Figure 5. Expression of constitutively active Polo mimics the depletion of Spindly in the inhibition of stable KT biorientation by the RZZ complex.

Figure 5

  1. Representative immunofluorescence images of ZW10 levels at unaligned KTs in neuroblasts expressing UASPoloWT, UASPoloT182D or depleted of dynactin subunit p50 (UASp50RNAi) or Spindly (UASSpindlyRNAi). Spc105 was used as a KT reference. Insets display magnifications of the outlined regions which highlight both late congressing KT (inset 1) and sister KTs that are non‐oriented along the spindle axis (inset 2, except for the UASPoloWT panel which displays congressed KTs). UASPoloWT neuroblasts were used as control.

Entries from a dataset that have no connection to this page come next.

PR #2012, opened 2021-03-25
Cache docker images in Travis and re-load them

onetechnical:
## Summary

To get around Docker Hub pull limits, we can try to explicitly cache docker images between builds. This seems like a safer approach than #2009.

## Test Plan

Verify docker images are saved by running this, then re-running and seeing if it's cached.

### DIFF
--- a/.travis.yml
+++ b/.travis.yml
@@ -165,6 +165,7 @@ jobs:
 cache:
   directories:
     - crypto/lib
+    - docker_cache
 
 before_install:
 - |-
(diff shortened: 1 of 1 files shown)


algobarb (approved):

egieseke (approved):

.travis.yml
```diff
@@ -198,6 +200,7 @@ before_cache:
      $msys2 pacman --sync --clean --noconfirm
      ;;
    esac
+   docker save -o $HOME/docker_cache/images.tar $(docker images -a -q)
```
bricerisingalgorand, line 203: oh that's fancy, i never knew you could tar several images together

bricerisingalgorand (approved):

PR #2015, opened 2021-03-25
Optimistic RoundCowState updates

tsachiherman:
## Summary

This PR includes two memory-allocation optimizations in the RoundCowState model:
1. Transactions insertion to the RoundCowState rarely fails.
    This, in turn means that creating a child RoundCowState, storing the deltas there and later on pushing them to the parent would not be the most efficient way to achieve this. Instead, we push the changes *directly* to the parent, and rolling these changes back in case the transaction verification fails. That wouldn't work correctly for *any* change, but would be fine for Txid and Txleases.
2.  Dynamically allocate Creatables.
     Most of the transactions we have do not create/destroy assets. Instead, they are mostly asset transfer or payment transactions. In these cases, there is no reason to allocate the Creatables map for each child RoundCowState.

## Test Plan

Use the existing test to verify correctness.


algorandskiy (commented):
I'm not sure I like `Txids`/`Txleases` part since it makes boundaries between `BlockEvaluator` and `StateDelta` even more fuzzy, and makes the code even more complex.
What is memory gain? I mean we already allocate enough space in parent cow to hold entire evaluation set, so there should not be any re-allocs when copying from children. Every children doubles memory, but they are sequential and no more than 16 txn in each child

tsachiherman:
Yes, I feel the same way. It reduces the amount of memory child cowroundstate object allocates.

From the bench that I was doing, it *looks* like it was ~10% less memory. In an ideal GC system, it should have made no difference whatsoever. However, GO tend to leave some objects around, longer than we would really wish it did.

tsachiherman:
btw - the memory allocation in the children isn't so much about their size, but more about their count.

tsachiherman:
I'm going go shelf this one for now. If https://github.com/algorand/go-algorand/pull/2016 would be sufficient to address most of the concerns, then I'm fine with it.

  2. Graph represents ZW10 levels at late congressing and non‐oriented KTs for neuroblasts shown in (A). Cells were selected when most KTs were congressed and late congressing KTs were clearly identified. Similarly, non‐oriented KTs were considered when the KT‐KT axis was not parallel to most congressed KTs (or a metaphase plate). ZW10 signal was determined relative to Spc105, and all values were normalized to the control mean fluorescence intensity, which was set to 100% (n ≥ 69 KTs from at least 19 neuroblasts for each condition, n ≥ 3 independent experiments).

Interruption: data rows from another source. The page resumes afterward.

PR #2026, opened 2021-03-29
clear unused test code

algonautshant:
## Summary
- Remove testing tools which are no longer used
- Add timeout to TestAbruptWrites to avoid occasional failures

## Test Plan
No new code or functionality added. Existing test should be sufficient.

### DIFF
--- a/catchup/service_test.go
+++ b/catchup/service_test.go
@@ -262,6 +262,9 @@ func TestServiceFetchBlocksOneBlock(t *testing.T) {
 	require.Equal(t, *block, localBlock)
 }
 
+// TestAbruptWrites emulates the fact that the agreement can also generate new rounds
+// When caught up, and the agreement service is taking the lead, the sync() stops and
+// yields to the agreement. Agreement is emulated by the go func() loop in the test
 func TestAbruptWrites(t *testing.T) {
 	numberOfBlocks := 100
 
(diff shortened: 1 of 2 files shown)


catchup/service_test.go
```diff
@@ -317,6 +317,13 @@ func TestAbruptWrites(t *testing.T) {
 	s.testStart()
 
 	s.sync()
+
+	for try:=0; try < 100; try++ {
+		if remote.LastRound() == local.LastRound() {
+			break
+		}
+		time.Sleep(10*time.Millisecond)
+	}
```
tsachiherman, line 326: Under what condition does `s.sync()` fail to complete the synchronization before returning ?

algonautshant: Ledger `local` is getting blocks added to it through `sync()` and through the for loop in `go func()` above in the test.

When a block is written to the ledger via `mockedLedger AddBlock` above (service_test.go line 311), it closes the wait chan for that round, which triggers the context cancel function in service and `fetchAndWrite` gets "context canceled" err in `innerFetch`. 

Eventually, `fetchAndWrite` reaches the `catchupRetryLimit` for the round and returns. When `fetchAndWrite` returns `false`, `pipelineCallback` returns 0, which eventually leads to round 0 returned from `completed` chan in `pipelinedFetch` loop, and returns. This ends the `sync()`. 

When `sync()` returns, it happens that the for loop above is still adding blocks to the local ledger. This wait is for that to finish. 

To properly fix this, I need to understand the expected behavior of the test. Why two different routines are writing to the ledger simultaneously, and which eventually ends up the go func in the test writing all the blocks.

  3. Selected stills from live imaging analysis of KT alignment in neuroblasts expressing UASPoloT182D, either alone or in a Rod‐depleted background (UASPoloT182D + UASRodRNAi), depleted of dynactin (UASp50RNAi), Spindly (UASSpindlyRNAi), dynein (UASDhcRNAi) or Rod in a dynein‐depleted background (UASDhcRNAi + UASRodRNAi). Outlined regions show KTs that are non‐oriented (lateral attachment) relative to spindle axis and that were followed over time until stable biorientation (arrowhead). Cartoon depicts the behaviour of the respective KT pair over successive frames relative to the spindle axis (dashed lines). Neuroblasts without transgene expression were used as control.

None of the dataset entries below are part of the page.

PR #2027, opened 2021-03-29
ledger: split committed round range by consensus protocol version

tsachiherman:
## Summary

Split the update range to contain a single consensus version at a time. This change is a pre-requisite for the 1000 assets upcoming change.

## Test Plan

- [x] Unit tests added.
- [x] Tested reconstructing tracker database from scratch.
- [x] Tested catching up a mainnet node from scratch.


ledger/acctupdates.go
```diff
@@ -712,6 +711,19 @@ func (au *accountUpdates) committedUpTo(committedRound basics.Round) (retRound b
 
 	offset = uint64(newBase - au.dbRound)
 
+	// check if this update chunk spans across multiple consensus versions. If so, break it so that each update would tackle only a single
+	// consensus version.
+	if au.versions[1] != au.versions[offset] {
```
algorandskiy, line 716: why `version[1]` and not `[0]` ?

ledger/acctupdates_test.go
```diff
@@ -1637,3 +1637,256 @@ func TestCachesInitialization(t *testing.T) {
...
+		ml.addMockBlock(blockEntry{block: blk}, delta)
+		au.newBlock(blk, delta)
+		accts = append(accts, totals)
+		rewardsLevels = append(rewardsLevels, rewardLevel)
+	}
+
+	newVersionBlocksCount := uint64(47)
+	newVersion := protocol.ConsensusV21
+	// add 47 more rounds that contains blocks using a newer consensus version, and stuff it with MaxBalLookback
+	for i := basics.Round(initialRounds + extraRounds); i < basics.Round(initialRounds+initialProtoParams.MaxBalLookback+extraRounds+newVersionBlocksCount); i++ {
```
algorandskiy, line 1715: move `basics.Round(initialRounds+initialProtoParams.MaxBalLookback+extraRounds+newVersionBlocksCount` into a separate var and re-use below in `committedUpTo` to make it obvious what happens.

ledger/acctupdates_test.go
```diff
@@ -1637,3 +1637,256 @@ func TestCachesInitialization(t *testing.T) {
...
+		delta.Accts.MergeAccounts(updates)
+		ml.addMockBlock(blockEntry{block: blk}, delta)
+		au.newBlock(blk, delta)
+		accts = append(accts, totals)
+		rewardsLevels = append(rewardsLevels, rewardLevel)
+	}
+	// now, commit and verify that the committedUpTo method broken the range correctly.
+	au.committedUpTo(basics.Round(initialRounds + extraRounds + initialProtoParams.MaxBalLookback))
+	au.waitAccountsWriting()
+	require.Equal(t, basics.Round(initialRounds+extraRounds)-1, au.dbRound)
```
algorandskiy, line 1857: Who is this loop different from the last one from the prev test? there is an additional `newVersionBlocksCount` value but it looks not really needed since we add more than `initialRounds+extraRounds)-1` and check that only `initialRounds+extraRounds)-1` is committed at single `committedUpTo` call.

algorandskiy (commented):
Looks good, couple questions.

ledger/acctupdates.go
tsachiherman: The versions array is shifted by one ( just like it's `protos` predecessor), and so the indexing there start with one ( and for the same reason - we address au.versions[offset] and not au.versions[offset-1] )

ledger/acctupdates_test.go
tsachiherman: This test ensures that we know not only to break the rounds at the right place, but also to continue from the right place on the subsequent write.

Now that the code is properly written, it would be impossible for you to create a case where it's not happening, but during development it did, and this was the test I used to verify it against.

tsachiherman: btw - I agree that there is no need for writing `extraRounds` here. One round would be enough. But for verification purposes, having multiple is usually better than having just one.

ledger/acctupdates.go
algorandskiy: and what is in `au.protos[0]`?

algorandskiy (approved):

ledger/acctupdates.go
tsachiherman: keep in mind that offset 0, which aligns with `dbRound` is already stored on disk. When we persist rounds, we are going to start off dbRound+1, which perfectly align with the above.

  4. Quantification of the time a KT pair takes from the first contact with MTs until stable biorientation for neuroblasts shown in (C) (n ≥ 12 KTs from at least eight neuroblasts for each condition, n ≥ 5 independent experiments).
Data information: Statistical analysis was calculated using an unpaired t‐test (Mann–Whitney). P values: *< 0.05; **< 0.01; ***< 0.001; ****< 0.0001. Data are shown as mean ± SD. Scale bar: 5 μm.